▸ **TASK**
Each record is to be transcribed exactly.

▸ **DATASET CONTENT**
----------------------------------------

PR #612, opened 2026-09-07
fix(kb): share KB stats per folder + card-placement reindex control

robertcsakany:
Implements OpenSpec change `fix-kb-card-refresh-and-shared-stats`.

## Why

`useKbStats(cwd)` held its whole fetch/poll/pending/error state machine **per hook instance**. `FolderKbSection` and `KbSettingsPanel` are two independent consumers, so a reindex triggered from the settings dialog was invisible to the sidebar/worktree-card KB row until a page reload. Separately, the worktree-card placement lost its reindex affordance when slot actions folded into the folder-actions menu — a menu that scope does not have.

## What

**1. Shared per-cwd stats store** (`packages/kb-plugin/src/client/kb-stats-store.ts`, new)

Module-level `Map<cwd, KbStatsStore>`; `useKbStats` becomes a thin `useSyncExternalStore` subscription with the public `UseKbStatsResult` shape unchanged. `POLL_MS`/`MAX_POLL_MISSES`/`REINDEX_GUARD_MS` semantics are preserved, just hoisted to folder scope:

- first subscriber → initial fetch; later subscriber → retained snapshot synchronously + background revalidate **coalesced** with any in-flight fetch;
- last unsubscribe → poll stopped, in-flight fetch **not** aborted, guard left armed and self-clearing `pending` **without** fetching at zero subscribers;
- epoch-ordered fetches — a stale response can never overwrite newer state;
- `loading` toggles on initial/revalidate/refetch epochs only, never on poll ticks;
- snapshot object identity replaced only on a real field change (`useSyncExternalStore` re-render-loop guard).

Deliberate semantic change, spec'd in the delta: `error`/`reindexError` become **shared folder state** — a settings-panel trigger reject now also flips the sidebar/card row to the error state (Retry is one click away there).

**2. Card-placement sibling reindex control** (`FolderKbSection.tsx`)

One compact `folder-kb-card-reindex` icon-button rendered as a **sibling** of `SlotPill`, outside the pill's `role="button"` root (ARIA nesting + the pill's Enter/Space `preventDefault` keyboard trap). State-varying accessible name (Retry / indexing… / Index now / Reindex now), label kept perceivable while disabled via a wrapper `title`, disabled for the whole busy window. Sidebar placement is untouched.

## Tests

- 16 new L1 tests (12 store/hook + 3 card control + 1 miss-run parity) covering the manifest's E1–E6, F1/F3/F4/F5/F7, X1–X4.
- 1 new L3 Playwright scenario (F2, the reported defect): a reindex from the settings panel updates the sidebar row **without a reload**, with the corpus grown out-of-band so the count genuinely changes.
- `resetKbStatsStores()` added to `beforeEach` in every kb-plugin client test file (module singleton).
- Biome warnings in `packages/kb-plugin/src/client` drop 7 → 2.

## Known-unrelated local failures

`scripts/__tests__/knip-harness.test.mjs` (2 tests) fails on this machine **before** this change too — `vitest.workers.ts` is not `COPY`d into the docker image, so knip inside the container cannot load the per-package `vitest.config.ts` files and reports 2 extra unused files. Pre-existing gap from #602; verified by re-running the spec with this change stashed.

QA/manual task 6.1 (visual fit of the card control across themes) deferred to post-merge verification.


robertcsakany:
@coderabbitai full review

robertcsakany:
@coderabbitai full review

robertcsakany:
@coderabbitai full review

PR #260, opened 2020-06-24
More rand fixes

narimiran:
Sorry for yet another PR, I missed these instances in the previous PR.


kdeme:
No problem, thanks for cleaning these up!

----------------------------------------

▸ **SOLUTION FOR THIS EXERCISE**
PR #612, opened 2026-09-07
fix(kb): share KB stats per folder + card-placement reindex control

robertcsakany:
Implements OpenSpec change `fix-kb-card-refresh-and-shared-stats`.

## Why

`useKbStats(cwd)` held its whole fetch/poll/pending/error state machine **per hook instance**. `FolderKbSection` and `KbSettingsPanel` are two independent consumers, so a reindex triggered from the settings dialog was invisible to the sidebar/worktree-card KB row until a page reload. Separately, the worktree-card placement lost its reindex affordance when slot actions folded into the folder-actions menu — a menu that scope does not have.

## What

**1. Shared per-cwd stats store** (`packages/kb-plugin/src/client/kb-stats-store.ts`, new)

Module-level `Map<cwd, KbStatsStore>`; `useKbStats` becomes a thin `useSyncExternalStore` subscription with the public `UseKbStatsResult` shape unchanged. `POLL_MS`/`MAX_POLL_MISSES`/`REINDEX_GUARD_MS` semantics are preserved, just hoisted to folder scope:

- first subscriber → initial fetch; later subscriber → retained snapshot synchronously + background revalidate **coalesced** with any in-flight fetch;
- last unsubscribe → poll stopped, in-flight fetch **not** aborted, guard left armed and self-clearing `pending` **without** fetching at zero subscribers;
- epoch-ordered fetches — a stale response can never overwrite newer state;
- `loading` toggles on initial/revalidate/refetch epochs only, never on poll ticks;
- snapshot object identity replaced only on a real field change (`useSyncExternalStore` re-render-loop guard).

Deliberate semantic change, spec'd in the delta: `error`/`reindexError` become **shared folder state** — a settings-panel trigger reject now also flips the sidebar/card row to the error state (Retry is one click away there).

**2. Card-placement sibling reindex control** (`FolderKbSection.tsx`)

One compact `folder-kb-card-reindex` icon-button rendered as a **sibling** of `SlotPill`, outside the pill's `role="button"` root (ARIA nesting + the pill's Enter/Space `preventDefault` keyboard trap). State-varying accessible name (Retry / indexing… / Index now / Reindex now), label kept perceivable while disabled via a wrapper `title`, disabled for the whole busy window. Sidebar placement is untouched.

## Tests

- 16 new L1 tests (12 store/hook + 3 card control + 1 miss-run parity) covering the manifest's E1–E6, F1/F3/F4/F5/F7, X1–X4.
- 1 new L3 Playwright scenario (F2, the reported defect): a reindex from the settings panel updates the sidebar row **without a reload**, with the corpus grown out-of-band so the count genuinely changes.
- `resetKbStatsStores()` added to `beforeEach` in every kb-plugin client test file (module singleton).
- Biome warnings in `packages/kb-plugin/src/client` drop 7 → 2.

## Known-unrelated local failures

`scripts/__tests__/knip-harness.test.mjs` (2 tests) fails on this machine **before** this change too — `vitest.workers.ts` is not `COPY`d into the docker image, so knip inside the container cannot load the per-package `vitest.config.ts` files and reports 2 extra unused files. Pre-existing gap from #602; verified by re-running the spec with this change stashed.

QA/manual task 6.1 (visual fit of the card control across themes) deferred to post-merge verification.


robertcsakany:
@coderabbitai full review

robertcsakany:
@coderabbitai full review

robertcsakany:
@coderabbitai full review

PR #260, opened 2020-06-24
More rand fixes

narimiran:
Sorry for yet another PR, I missed these instances in the previous PR.


kdeme:
No problem, thanks for cleaning these up!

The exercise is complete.